In the summer of 2005, Babcock signed Spanish point guard Jose Calderon. During the 2007-08 season, Calderon was the second most consistent player for the Raptors next to Chris Bosh, averaging over 8 assists and leading the league in assist/turnover ratio. Babcock also signed center Matt Bonner.

==== Vince Carter trade ====
Following trade rumours all season long, on December 17, 2004, Babcock traded star Vince Carter to the New Jersey Nets in exchange for Alonzo Mourning, Aaron Williams, Eric Williams and two first-round draft picks. Carter's production had been declining for the Raptors since the 2000–2001 season.

Mourning would never play a game for the Raptors, and shortly after the trade he was bought out by the Raptors, supposedly due to a career-threatening injury. Mourning would later sign with the Miami Heat and subsequently played a major role in their NBA Championship in 2006. The two Williams players played limited minutes for the Raptors prior to being traded in separate deals in 2006.

==== Other draft moves ====
Another Babcock pick, Joey Graham, who was drafted with one of the picks acquired from the trade with New Jersey, had a minor role on the Raptors as a bench player before leaving the team to join the Denver Nuggets in 2009. Roko Ukic was picked in the second round of the same year, and served as the primary backup behind Jose Calderon in 2008-2009.

Wayne Embry had originally been hired for the 2004–05 season as the Senior Basketball Advisor to Babcock. With MLSE citing a lack of confidence in Babcock's abilities, Embry was elevated to Senior Advisor to MLSE President and CEO Richard Peddie, bypassing Babcock in the chain of command.

In the 2005 NBA draft, Babcock again defied experts by drafting Charlie Villanueva with the 7th overall pick, a move criticized by some basketball analysts. Villanueva earned NBA Rookie of the Month honors in December 2005, scored a rookie-season-high 48 points in March 2006 against the Milwaukee Bucks, and finished as runner-up in the rookie of the year award. After being traded to the Bucks, Villanueva averaged 16.7 ppg and 6.9 rpg with the Bucks in the 2008–2009 season.

Babcock traded Rafer Alston to the Houston Rockets for point guard Mike James on October 4, 2005.

The Raptors began the 2005–06 season losing their first 9 games and 15 out of their first 16. The team improved in December, but continued to struggle in January.

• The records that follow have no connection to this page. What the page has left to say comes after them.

PR #329, opened 2020-03-10
Ngap hyrax 88

sawer297:
> 1. Code Cleanup
> - clean/groom code making it conform to nominal OPeNDAP code style. <-- ( Done SBL )
> - Add explanatory comments <-- ( Done SBL )
> - Remove unused portions of code <-- ( Done SBL )

cleaned code, added comments, and removed unused code

> 2. Implement thoughtful control over printing info to cout & cerr - in particular using stdout only for dmr++ output and Kerr for everything else. <-- ( Done NDP)

believe nathan when through and fixed this already

> 
3. Run through valgrind to check for memory and lost allotted space checking <-- ( Done SBL )

ran valgrind on the ngap_build_dmrpp.cc using a .h5 file in the data directory
the output from that run is in the Earthdata Jira ticket Hyrax-88

### DIFF
--- a/modules/dmrpp_module/.gitignore
+++ b/modules/dmrpp_module/.gitignore
@@ -8,5 +8,3 @@
 /build_dmrpp
 /ngap_build_dmrpp
 /bes_default_conf.h
-/foo.dmrpp
-/airs.dmrpp
--- a/modules/dmrpp_module/.gitignore
+++ b/modules/dmrpp_module/.gitignore
@@ -9,3 +9,4 @@
 /ngap_build_dmrpp
 /bes_default_conf.h
 /foo.dmrpp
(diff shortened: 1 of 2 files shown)


modules/dmrpp_module/.gitignore
```diff
@@ -9,3 +9,4 @@
 /ngap_build_dmrpp
 /bes_default_conf.h
 /foo.dmrpp
+/airs.dmrpp
```
ndp-opendap: I think we shouldn't ignore these generated .dmrpp files but rather we might remove them for the repo

sawer297: alright, i'll make those changes this morning

PR #334, opened 2020-03-16
Inject data url

ndp-opendap:
This PR:

-  Adds code into `dmrpp_module/data/get_dmrpp.in` that places a default string value (a template string) as the value off the dmr++ `dmrpp:href` attribute if no URL is provideda at runtime.

- Added the `RemoteHttpResource::filter_retrieved_resource(std::string template_str, std::string update_str)` method that allows the caller to do a global search and replace for the template string in the cached resource. The code uses advisory file locking to make the changes. This method is then called from NgapContainer to inject the dataset URL retrieved from CMR into the dmr++ document retrieved from S3.


jgallagher59701:
Looks good!

PR #335, opened 2020-03-18
HK-599. Convert the FillValue type to the data type.

jhrg:
if this works, then we should look at HK-612.


ndp-opendap:
If pass the test it does, then you must :shipit:

PR #336, opened 2020-03-18
Fonc test cleanup

jgallagher59701:
Clean up the fileout_netcdf tests a bit. I wound up doing this because the tests were failing and it was hard to diagnose the underlying problem (an out of data hdr5 handler). I also had made a series of edits to the 'common' test macros to make for test output that's easier to use, but found that was lost (my fail). I'll rework that on a different branch.


jgallagher59701:
Merge this, then merge test-macros-fix, then double check the fileout_netcdf tests and look at moving all of the tests to use the common file. Or the common file plus a local file.

PR #338, opened 2020-03-19
Ngap edl to cmr

ndp-opendap:
Adds code to send the EDL auth token and Application ID to CMR with the CMR request


jgallagher59701:
merge

PR #340, opened 2020-03-21
Tests macros fix

jgallagher59701:
Better macros for tests - three or four of the modules now use these.


ndp-opendap:
w00t w00t the tests have passed so you must :shipit: w00t w00t

PR #341, opened 2020-03-24
cmr url injection

ndp-opendap:
This PR adds code to support identifying the CMR query endpoint URL in the bes.conf chain.


modules/ngap_module/NgapApi.cc
```diff
@@ -79,6 +79,17 @@ namespace ngap {
             "kNumberType"
     };
 
+
+    NgapApi::NgapApi() : d_cmr_endpoint_url(DEFAULT_CMR_ENDPOINT_URL) {
+        bool found;
+        string key_value;
+        TheBESKeys::TheKeys()->get_value(NGAP_CMR_ENDPOINT_URL, key_value, found);
```
jgallagher59701: No need to change this code - it works - but there are other functions in TheBESKeys that are easier to use.

modules/ngap_module/NgapCache.cc
```diff
@@ -237,7 +237,7 @@ NgapCache::get_hash(const string &s)
     }
 
 
-    string NgapCache::get_cache_file_name( const string &src,  bool /*mangle*/){
+    string NgapCache::get_cache_file_name( const string &,  bool /*mangle*/){
```
jgallagher59701: Throw an exception.

ndp-opendap: It already does that

modules/ngap_module/NgapApi.cc
ndp-opendap: I bam not aware of these. All of the examples of this that I I have found are of this form.

PR #347, opened 2020-04-01
Hyrax 104

dh-opendap:
Modified make components for bes/modules/dmrpp_module/data/get_dmrpp to generate an RPM-compatible executible script.


jgallagher59701:
This is passing its tests - lets merge it. The distclean issue where two of the dmrpp scripts were being deleted has gone away.

PR #350, opened 2020-04-08
Patch dmrpp

jgallagher59701:
This code can modify a dmrpp so that it includes information about variables 
in HDF5 files that are 'missing' WRT the CF conventions. It does this using the
CF modes of the HDF5 format and NetCDF response handlers, creating and 
referencing the missing data. The code is not currently integrated into the BES
build process, so this PR should work fine. Getting code onto the master branch 
will help speed the integration process.


jgallagher59701:
Nathan, Dan
I asked you to review this because I think we all need to get up to speed on Kent's latest work.
Thanks

PR #12, opened 2015-01-17
Refactoring Dimensioned objects for uniform API

philippjfr:
This is a major refactor of HoloViews to provide a common interface for multi-dimensional objects in HoloViews. For that reason it touches almost every aspect of HoloViews. While all the notebooks now work and the unit tests have been updated a number of features have not been fully tested or still need to be updated, this includes:

* Titles
* Legends
* Reduce, sample, collate
* Support for value dimensions in the Pandas interface


jlstevens:
Ok. I'm happy with all this. Lots of changes but I do think it will be worth it!

PR #14, opened 2015-02-25
 small fix to doc

meduz:


jlstevens:
Thanks!

meduz:
this was more to test if I could easily do a PR on the repo :-)

jlstevens:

==== Firing from the Toronto Raptors====
On January 26, 2006, just a year and a half after being hired, Babcock was fired as the General Manager of the team by Maple Leafs Sports & Entertainment President and CEO Richard Peddie. In 2014, the Toronto Star has referred to Babcock's tenure as "the franchise's darkest days" Babcock later explained that, " A lot of people thought I was too college-ish, too much of a college guy trying to establish a college atmosphere...". Wayne Embry was named GM for the interim, and Bryan Colangelo, the ex-GM of the Phoenix Suns, was later appointed as Babcock's permanent successor.

=== Return to Timberwolves ===
Shortly afterwards, Babcock returned to the Minnesota Timberwolves organization as a consultant. On September 14, 2006, Babcock along with Fred Hoiberg were both hired as assistant general managers for the Timberwolves.

=== Firing from the Minnesota Timberwolves ===
On May 20, 2016, Babcock was fired as the Vice President of Basketball Operations of the team as Tom Thibodeau took over as coach and president of basketball operations and began to shake up the organization. Babcock is quoted as saying "nobody likes to be let go, but that’s part of this business," in reaction to the news.

== Personal life and death ==
Babcock's oldest son Chris is the Assistant Director of Player Development for the Philadelphia 76ers, and his youngest son Nate is the Video Coordinator for the Brooklyn Nets. Babcock's brothers Pete and Dave are also employed by the NBA.

On May 15, 2019, Babcock died of pancreatic cancer.